_Problem details:_ State only how many lines below include the word "PyScene".

Content starts

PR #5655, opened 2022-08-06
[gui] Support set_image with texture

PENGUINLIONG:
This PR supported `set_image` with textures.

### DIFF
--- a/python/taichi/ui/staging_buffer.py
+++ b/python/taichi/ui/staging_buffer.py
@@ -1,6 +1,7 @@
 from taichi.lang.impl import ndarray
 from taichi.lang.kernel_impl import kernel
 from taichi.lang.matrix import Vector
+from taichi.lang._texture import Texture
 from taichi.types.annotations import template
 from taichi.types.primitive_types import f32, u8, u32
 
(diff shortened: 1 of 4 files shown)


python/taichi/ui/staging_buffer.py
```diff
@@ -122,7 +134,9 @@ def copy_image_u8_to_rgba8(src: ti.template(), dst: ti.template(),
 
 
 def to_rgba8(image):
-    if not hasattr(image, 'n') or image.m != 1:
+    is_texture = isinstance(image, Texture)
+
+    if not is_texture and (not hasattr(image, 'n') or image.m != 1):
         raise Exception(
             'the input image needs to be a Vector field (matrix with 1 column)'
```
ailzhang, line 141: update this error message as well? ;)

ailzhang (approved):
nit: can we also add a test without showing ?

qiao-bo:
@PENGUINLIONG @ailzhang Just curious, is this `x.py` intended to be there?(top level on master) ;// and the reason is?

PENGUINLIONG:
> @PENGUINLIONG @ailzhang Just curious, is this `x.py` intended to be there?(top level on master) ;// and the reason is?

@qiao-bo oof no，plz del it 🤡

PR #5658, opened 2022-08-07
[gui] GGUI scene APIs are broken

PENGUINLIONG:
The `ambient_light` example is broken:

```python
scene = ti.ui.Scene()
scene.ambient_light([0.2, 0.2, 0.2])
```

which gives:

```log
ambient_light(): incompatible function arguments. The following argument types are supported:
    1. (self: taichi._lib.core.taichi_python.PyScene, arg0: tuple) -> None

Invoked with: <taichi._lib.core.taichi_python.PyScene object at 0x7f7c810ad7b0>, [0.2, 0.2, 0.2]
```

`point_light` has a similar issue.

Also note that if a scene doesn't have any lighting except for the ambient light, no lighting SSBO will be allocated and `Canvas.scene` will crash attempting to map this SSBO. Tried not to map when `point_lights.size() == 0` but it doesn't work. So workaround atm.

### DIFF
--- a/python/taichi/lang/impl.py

Content ends

_Exercise response:_ 2